Bradley wrote an autobiographical statement that provides much of information that is known about his time of slavery and escape. Nothing is known of his life after 1837. There is no known image of or physical description of him.

Slavery

Childhood
According to Bradley, he lived in Guinea, a region of west Africa, when he was captured as a two- or three-year-old child. He later said of the experience, "the soul-destroyers tore me from my mother's arms." He was taken on a long overland journey before being put on board a ship bound for America. The ship was full of chained adult African men and women, but he was allowed free run of the deck because he was too small to be chained. He was brought to America illegally, since the legal importation of slaves ended in 1808.

After his arrival at the port of Charleston, South Carolina, he was purchased by a slaveholder, brought to Pendleton County, Kentucky and sold about six months later to a man named Bradley, from whom he took his name. He was enslaved with Mr. Bradley's family in Pendleton County. Although Bradley wrote that his owner was considered a kind master because he was not beaten and had enough to eat, Bradley stated that he was kicked and thrown around as a young child. When he was nine years old, he was hit so hard that he was knocked unconscious for a time and his owner thought he had killed him. As a fifteen-year-old, he became very sick due to overwork, which made his owner angry. In addition, the Bradley children made threatening gestures at times with knives and axes. He worked very hard, starting work at sunrise and not finishing until it was dark. From the time he was fourteen years old, he thought incessantly about how to obtain his freedom.

He taught himself to read easy words and to spell whenever he could from a spelling book that he acquired and kept in his hat. He convinced one of the owner's sons to teach him to write. His mistress found out about it on the second night of instruction. She chastised her son, telling him that if he could write, he could write a pass to help him escape. Bradley practiced on his own after that.

He moved with the Bradley family to Arkansas shortly after he turned fifteen. They lived near the Choctaw mission and Fort Towson in modern Oklahoma, which was then in the Arkansas Territory. After Mr. Bradley died, his widow had young James running her plantation.

Plan to purchase his freedom
One of the lessons that he learned as an enslaved person was to always deny any interest in desiring freedom, because he knew it would result in rough treatment. But, obtaining freedom was a strong, heart-breaking desire.

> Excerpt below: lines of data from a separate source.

PR #1319, opened 2016-09-15
[CFM-1535] do not notify event triggering user

anvmn:
https://issuetracker.amplexor.com/jira/browse/CFM-1535


ordavidil:
@anvmn 
it seems that this PR is taking care only about admins, plus i'm not sure this is the right approach...

anvmn:
@ordavidil 
Group of users is notified by message_subscribe_send_message(), which filters event user on it's own.

ordavidil:
@anvmn 
The documentation on this PR doesn't mention anything about not __notifying__ the event owner, only to filter, but we also provide the main reason for that filter.

project/profiles/capacity4more/modules/c4m/user/c4m_user_notifications/includes/c4m_user_notifications_handlers.inc
```diff
@@ -234,6 +243,8 @@ function _c4m_user_notifications_to_admin_group_status_set_republished($node, $a
  * Email notification about organic group status change to 'unpublished'.
  */
 function c4m_user_notifications_group_status_set_unpublished($node, $group_former_status) {
+  // Get the ids of group owner and all group admins. Filter out current user,
+  // since we don't want him to be notified on his own action.
   $group_admins_ids = c4m_og_get_group_admins_ids($node->nid, TRUE);
```
anvmn:
```php

/**
 * @param $nid
 * @return array
 */
function c4m_og_get_group_admins_ids_with_owner($nid) {
  return c4m_og_get_group_admins_ids($nid, TRUE);
}
```

PR #1328, opened 2016-09-18
Fixing new sniffer version error.

ordavidil:


ordavidil:
@soniCaH 
The coder module has been updated.
This one is fixing all the new errors we get from sniffer.

PR #1374, opened 2016-09-25
[CFM-943-fix] Flag content for any state, notify only if state is published

anvmn:
https://issuetracker.amplexor.com/jira/browse/CFM-943


project/profiles/capacity4more/modules/c4m/user/c4m_user_notifications/c4m_user_notifications.module
```diff
@@ -250,12 +260,25 @@ function c4m_user_notifications_comment_insert($comment) {
...
+  }
+
+  $comment_notification_types = c4m_og_get_extended_content_notification_types();
   if (!$node->type || !in_array($node->type, $comment_notification_types)) {
     // Node, comment is associated with, does not require notification.
     return;
   }
 
+  $wrapper = entity_metadata_wrapper('node', $node);
+  if (!empty($wrapper->{OG_AUDIENCE_FIELD}) && $wrapper->{OG_AUDIENCE_FIELD}->c4m_og_status->value() != 'published') {
```
ordavidil: @soniCaH 
Please confirm this one since there is a big impact on all comments notifications

soniCaH: @ordavidil 
Do I interpret this right that this prevents notifications for comments (on content) made on draft/pending/archived/deleted groups?
If so, I think this is indeed right!

PR #1382, opened 2016-09-26
[CFM-1476] Broken document widget

ybaras:
[CFM-1476](https://issuetracker.amplexor.com/jira/browse/CFM-1476)

PR #1401, opened 2016-09-28
Feature/cfm 1476 document widget dnm1

ybaras:


ybaras:
No longer needed. See #1382 .

PR #1407, opened 2016-09-30
Redirect taxonomy term pageviews to the global search page + Create breadcrumbs for photos and photoalbums

soniCaH:


soniCaH:
Photoalbum:

screen shot 2016-09-30 at 15 25 31

Photo without album:

screen shot 2016-09-30 at 15 19 29

Photo with album:

screen shot 2016-09-30 at 15 19 25

PR #1433, opened 2016-10-18
[CFM-1516] Fix news in the global Activity Stream

ybaras:
[CFM-1516](https://issuetracker.amplexor.com/jira/browse/CFM-1516)


ybaras:
**Members can now see news items in the global activity stream.**

globalactivity

PR #1436, opened 2016-10-20
WIP: [CFM-1254-fix] Cancel notification, when content is highlighted.

anvmn:
https://issuetracker.amplexor.com/jira/browse/CFM-1254


project/profiles/capacity4more/modules/c4m/content/c4m_content/c4m_content.module
```diff
@@ -786,6 +786,10 @@ function c4m_content_toggle_highlight_access($group, $node, $status) {
 function c4m_content_toggle_highlight($group, $node, $status, $ajax = 'nojs') {
   $wrapper = entity_metadata_wrapper('node', $node);
 
+  // Add parameter to node that will signal to cancel  notification that is
+  // triggered, as a result of node update.
```
ordavidil: ... because we should not send a notification for highlight ...  (or something like that)

PR #1432, opened 2016-10-18
[CFM-937-fix] remove fields from QuickPost form

anvmn:
## Merge #1443 First

https://issuetracker.amplexor.com/jira/browse/CFM-937

PR #1443, opened 2016-10-25
[CFM-940] Adjust QP form for accessibility.

anvmn:
## Branch from #1432

https://issuetracker.amplexor.com/jira/browse/CFM-940

### DIFF
--- a/project/profiles/capacity4more/themes/c4m/kapablo/build/src/stylesheets/components/_quickpost.scss
+++ b/project/profiles/capacity4more/themes/c4m/kapablo/build/src/stylesheets/components/_quickpost.scss
@@ -31,6 +31,10 @@
       right: 7px;
 
       label {
+        color: transparent;
+      }
+
+      i {
         color: $color-text-alternative;
         text-shadow: 1px 1px 1px $color-gray-light;
         font-size: 1.5em;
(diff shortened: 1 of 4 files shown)


anvmn:
selection_112

project/profiles/capacity4more/themes/c4m/kapablo/build/src/stylesheets/components/_quickpost.scss
```diff
@@ -31,6 +31,10 @@
       right: 7px;
 
       label {
+        color: transparent;
```
ordavidil: why do we need a transparent color for the label ?

anvmn: The label contains `<i>` tag that - attachment icon.
If we use `visibility: hidden`, it will be hidden.

`transparent color` is to hide label text, which is required for accessibility only.

anvmn: I tried this, but this way, when clicking on `<i>` icon, `<a>` link above the label is not activated:

   `<a href="javascript://" ng-click="browseFiles('c4m-related-document')"></a>
    <span class="body-attachment-link">
        <label for="c4m-related-document">
         <i class="fa fa-paperclip"></i>
       </label>`
    </span>
  </div>

PR #1467, opened 2016-11-01
[CFM-1192-fix] Don't suggest groups for user that got no interests.

anvmn:
https://issuetracker.amplexor.com/jira/browse/CFM-1192

### DIFF
--- a/project/profiles/capacity4more/behat/features/homepage.feature
+++ b/project/profiles/capacity4more/behat/features/homepage.feature
@@ -64,8 +64,8 @@ Feature: Test homepage content and blocks
     Then  I should not see "Suggested Groups"
 
   @api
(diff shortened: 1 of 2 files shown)


project/profiles/capacity4more/behat/features/homepage.feature
```diff
@@ -64,8 +64,8 @@ Feature: Test homepage content and blocks
     Then  I should not see "Suggested Groups"
 
   @api
-  Scenario: Logged in, non member user should see "Suggested Groups" block
-    Given I am logged in as user "president"
```
ordavidil: @anvmn 
if you're already here then add a test with _president_ that verify we do not see the block

anvmn: @ordavidil  Done

PR #1474, opened 2016-11-02
[CFM-1220-fix] Do not notify users that are banned at group.

anvmn:
https://issuetracker.amplexor.com/jira/browse/CFM-1220


ordavidil:
Closing in favor of #1475

PR #1471, opened 2016-11-02
[CFM-1229-fix] Fix redirect url and status message

anvmn:
https://issuetracker.amplexor.com/jira/browse/CFM-1229

PR #1490, opened 2016-11-07
[CFM-1229-fix] Fix redirect url and status message.

anvmn:
https://issuetracker.amplexor.com/jira/browse/CFM-1229

## Replaces #1471


anvmn:
out

PR #1512, opened 2016-11-11
CFM-1236: Adjust displayed info for shared content.

mfernea:


project/profiles/capacity4more/modules/c4m/content/c4m_content_topic/c4m_content_topic.info
```diff
@@ -84,7 +83,6 @@ features[variable][] = node_preview_topic
 features[variable][] = node_submitted_topic
 features[variable][] = pathauto_node_topic_pattern
 features[views_view][] = c4m_expert_users
-features[views_view][] = c4m_message_with_related_topics_no_js_fallback
```
ordavidil: @mfernea 
why is this view is being deleted ?

soniCaH: The topic page is already displaying the activity stream as a regular view block. It's not using any of the restful components at all.
Basically we were rendering the exact same view twice, once with full pager (hidden on JS), once with ajax pager (hidden when no JS). The ajax pager however already has a no-JS fallback.

ordavidil: As far as we've checked it was not implemented, if it got fixed after then np.
just want to make sure that this is not done by mistake.

@ybaras 
please confirm

PR #169, opened 2024-06-18
[VDO-5793] Add tests to make sure we don't accidentally overwrite VDOs.

bjohnsto:
VDOManagerTestClobber was a test we previously had when vdo manager was our main tool for creating and managing VDO volumes. It consisted of several sub tests that made sure we didn't overwrite existing VDO volumes on a storage device, when calling vdoformat or vdo manager commands like "vdo create".

When we moved to LVM managed VDOs, we removed this test, but we've decided since then that we would like to bring back some of the sub tests.

VDOClobber.pm is the test that attempts that to do that. It uses Unmanaged.pm, which creates VDO volumes directly using dmsetup create and also calls vdoformat directly as well to replicate the previous tests features.

### DIFF
--- a/src/perl/vdotest/VDOTest/VDOClobber.pm
+++ b/src/perl/vdotest/VDOTest/VDOClobber.pm
@@ -1,0 +1,114 @@
+##
+# Test that creating a vdo doesn't clobber a file system or another VDO volume
+#
+# $Id: $
+##
+package VDOTest::VDOClobber;
+
+use strict;
+use warnings FATAL => qw(all);
+use English qw(-no_match_vars);
+use Log::Log4perl;
+
+use Permabit::Assertions qw(
+  assertEvalErrorMatches
+  assertNumArgs
+  assertRegexpMatches
+);
+use Permabit::Constants;
+
+use base qw(VDOTest);
+
+my $log = Log::Log4perl->get_logger(__PACKAGE__);
+
+##
+# @paramList{getProperties}
+our %PROPERTIES
+  = (
+     # @ple set up an Unmanaged device
+     deviceType => "vdo",
+    );
+##
+
+#############################################################################
+##
+sub checkClobberOnlyIfForce {
+  my ($self) = assertNumArgs(1, @_);
+  my $device = $self->getDevice();
+  my $storage = $device->{storageDevice};
+
+  # Try running vdoformat without force. Should complain about signatures.
+  eval {
+    $device->formatVDO({ force => undef });
+  };
+  assertEvalErrorMatches(qr/existing signature|already containing/);
+  # Now create a new VDO using vdoformat. This should work.
+  $device->{_formatted} = 0;
+  $device->start();
+  # Wait till start finishes then stop the device and wipe the geometry block.
+  $device->getMachine->runSystemCmd("sudo udevadm settle");
+  $device->stop();
+  $storage->ddWrite((bs => 4096, count => 1, if => "/dev/zero"));
+}
+
+#############################################################################
+# Test that creating a vdo won't scribble over various types of existing
+# content, unless --force is given to vdoformat.
+##
+sub testClobber {
+  my ($self) = assertNumArgs(1, @_);
+  my $device = $self->getDevice();
+  my $storage = $device->{storageDevice};
+  my $storagePath = $storage->getDevicePath();
+  my $machine = $device->getMachine();
+
+  $device->stop();
+  $self->checkClobberOnlyIfForce();
+
+  my @filesystems = qw(ext3 vfat xfs);
+  foreach my $fstype (@filesystems) {
+    # mkfs.xfs seems to need root privileges
+    $machine->runSystemCmd("sudo mkfs -t $fstype $storagePath");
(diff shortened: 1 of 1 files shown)


src/perl/vdotest/VDOTest/VDOClobber.pm
```diff
@@ -0,0 +1,121 @@
...
+
+use Permabit::Assertions qw(
+  assertEvalErrorMatches
+  assertNumArgs
+  assertRegexpMatches
+);
+use Permabit::CommandString::VDOFormat;
+use Permabit::Constants;
+use Permabit::PlatformUtils qw(getDistroInfo);
+
```
lorelei-sakai, line 21: The VDOFormat ComandString doesn't sem to get used in theses tests.
I'm not usre what you're using from Constants, that might also not be needed?
getDistroInfo() is used, but as I comment below I don't think it's necessary, either.

src/perl/vdotest/VDOTest/VDOClobber.pm
```diff
@@ -0,0 +1,121 @@
...
+use base qw(VDOTest);
+
+my $log = Log::Log4perl->get_logger(__PACKAGE__);
+
+##
+# @paramList{getProperties}
+our %PROPERTIES
+  = (
+     # @ple set up a Linear device
```
lorelei-sakai, line 30: This comment is incorrect. Since these test rely on having an unmanaged device, it might be worth saying something about that. (But it doesn't need an extensive comment.)

src/perl/vdotest/VDOTest/VDOClobber.pm
```diff
@@ -0,0 +1,121 @@
...
+  my $machine = $device->getMachine();
+
+  $device->stop();
+  $self->checkClobberOnlyIfForce();
+
+  my @filesystems = qw(ext3 vfat xfs);
+  # RHEL8 does not support btrfs.
+  if (getDistroInfo($machine->getName()) ne "RHEL8") {
+    push(@filesystems, "btrfs");
+  }
```
lorelei-sakai, line 74: This tree does not work on RHEL8 and we're not going to backport it that far. If you want to use btrfs, just make it part of the normal list.

src/perl/vdotest/VDOTest/VDOClobber.pm
```diff
@@ -0,0 +1,121 @@
...
+    $device->formatVDO();
+  };
+  assertRegexpMatches(qr/The device .* is in use/, $machine->getStderr(),
+                      "vdoformat failed to properly check open device");
+}
+
+#############################################################################
+# Test that vdoformat won't scribble over an no open vdo volume, unless
+# if --force is given.
+##
```
lorelei-sakai, line 106: "unless if" sounds awkwards, doesn't it? I'd s/unless if/unless/

src/perl/vdotest/VDOTest/VDOClobber.pm
```diff
@@ -0,0 +1,121 @@
...
+sub testClobberVDOFormatNotOpen {
+  my ($self) = assertNumArgs(1, @_);
+  my $device = $self->getDevice();
+  my $machine = $device->getMachine();
```
lorelei-sakai, line 110: I think $machine is unused in this test.

lorelei-sakai (changes requested):
Generally these tests make sense. In addition to the separate comments, I'd prefer that  the ticket number is not in the commit message. For test changes like this it doesn't really matter, but I'd like to get in the habit of writing commits that we could push upstream if we need to. (The PR description and the merge commit it creates are sufficient for our internal records, I think.)

src/perl/vdotest/VDOTest/VDOClobber.pm
bjohnsto: I've removed VDOFormat, Constants and getDistroInfo since I removed the btrfs as well

src/perl/vdotest/VDOTest/VDOClobber.pm
bjohnsto: fixed

src/perl/vdotest/VDOTest/VDOClobber.pm
bjohnsto: Removed RHEL8

src/perl/vdotest/VDOTest/VDOClobber.pm
bjohnsto: Agreed, fixed

src/perl/vdotest/VDOTest/VDOClobber.pm
bjohnsto: Removed

src/perl/vdotest/VDOTest/VDOClobber.pm
lorelei-sakai: Constants is still included but it might be needed for something, sure.

lorelei-sakai (approved):
As I commented before, I would prefer that we not include ticket identifiers in commit messages (only in the PR descriptions), but it doesn't matter too much for test changes.

PR #171, opened 2024-07-09
[VDO-5791] Update VDO based on dm discard change

bjohnsto:
Commit 4f563a64732d ("block: add a max_user_discard_sectors queue limit") changed block core to set max_discard_sectors to:
 min(lim->max_hw_discard_sectors, lim->max_user_discard_sectors)

Commit 825d8bbd2f32cb229c3b6653bd454832c3c20acb made fixes to dm to deal with this, by replacing the use of max_discard_sectors with max_hw_discard_sectors. Unfortunately, vdo did not get fixed at that time. I don't think vdo was 
in the kernel at the time of the original fix.

This fix replaces the use of max_discard_sectors in vdo's io_hint function with the use of max_hw_discard_sectors. This will be true for all versions that are 6.10.0 and above.

### DIFF
--- a/src/c++/vdo/base/dm-vdo-target.c
+++ b/src/c++/vdo/base/dm-vdo-target.c
@@ -18,6 +18,9 @@
 #include <linux/kernel.h>
 #include <linux/kstrtox.h>
 #endif /* INTERNAL */
+#ifndef VDO_UPSTREAM
+#include <linux/version.h>
+#endif /* VDO_UPSTREAM */
 
 #include "admin-state.h"
 #include "block-map.h"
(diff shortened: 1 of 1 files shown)


slegendr (approved):
Looks good to me.

lorelei-sakai (changes requested):
Aside from the RHEL version section, the commit message should be written as if it going upstream (which it will): The title should have the correct format and a description of the change for upstream. Commit references should be short hash + title. There should be a "Fixes:" tag that mentions Mike's change 825d8bbd2f32.

Also please rewrite the commit message to say what the change does, and then explain why we need to do that afterwards. Also internal information, such as the paragraph about affecting 6.10, should be in the PR description instead of in the commit message.

lorelei-sakai (changes requested):
Code content looks great.

The commit message still needs some work:
1) The title should start with "dm vdo: "
2) Can you make the title a bit shorter?
3) Use short hashes (12 characters)  and the title when referring to commit IDs (two places)
4) Start the commit message with the thing you fixed. i.e. "Replace use of max_discard_sectors with max_mw_discard_sectors." Move the explanation of why this is needed after to after that. (Alternatiely, update the title to clearly and succinctly describe the change.) (Perhaps "dm vdo: set new hardware discard limit")

Separately from that, can you add a VDO ticket tag to the PR title?

lorelei-sakai (approved):

lorelei-sakai (approved):
Yay

PR #174, opened 2024-07-16
Ingest change to fix vdo documentation formatting

lorelei-sakai:
Patch from Masatake Yamato upstream, plus infrastructure improvements to handle doc files.


slegendr (approved):
Looks good to me.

He developed a plan to buy his freedom. He worked all day, got a few hours of sleep, and then while others slept, he pursued several endeavors to make money. He started by using corn husks to weave collars for horses. He found a balance between maximizing how much time he was able to work at night and getting enough sleep that he was not too weak to work during the day. After eight years, he was able to purchase his freedom in 1833 for $700 (). He had another $200 () to start his new life.

Freedom
Upon achieving his freedom, he headed for a free state. He visited for a time in Northern Kentucky and went to Covington, Kentucky, where he crossed the Ohio River that divided the slave states and the free states. He arrived at Cincinnati, Ohio.

Education and anti-slavery efforts

Lane Seminary
Desiring to become a minister, Bradley was admitted to Lane Seminary on May 28, 1833. The first African-American student at Lane, he said that he was not treated differently because of the color of his skin. Lyman Beecher, the president of Lane, had instructed students at the seminary to be careful in the way that they interacted with black people. There were some students who did not believe in abolition of slavery, so when Lyman Beecher invited students to his home, Bradley felt it wiser not to attend. Beecher did not understand it was not enough to model careful behavior; he thought that Bradley did not come to the event because he was timid.

While at Lane, Bradley was the institute's coordinator for rescuing slaves in their quest to be free. He helped them cross the Ohio River and make their way towards Ontario, Canada. In 1834, his testimonial was printed in The Oasis, an annual edited by Lydia Maria Child.

Lane Seminary debates

William Garrison, publisher the anti-slavery newspaper, The Liberator, published a book in 1832 that offered Thoughts on African Colonization, Or, An Impartial Exhibition of the Doctrines, Principles and Purposes of the American Colonization Society. In both, he attacks the American Colonization Society and its intended strategy to send free blacks to Africa. Garrison said the Society was "pernicious, cruel, and delusive". At the time, most white Americans believed that whites and blacks could not live together as equals. They thought that it would be better to establish colonies in Africa for former slaves and convey them to the colonies on ships. Liberia was created by those believing in colonization for repatriated slaves. On the other hand, abolitionists saw slavery as morally wrong and that slaves should be emancipated as soon as possible.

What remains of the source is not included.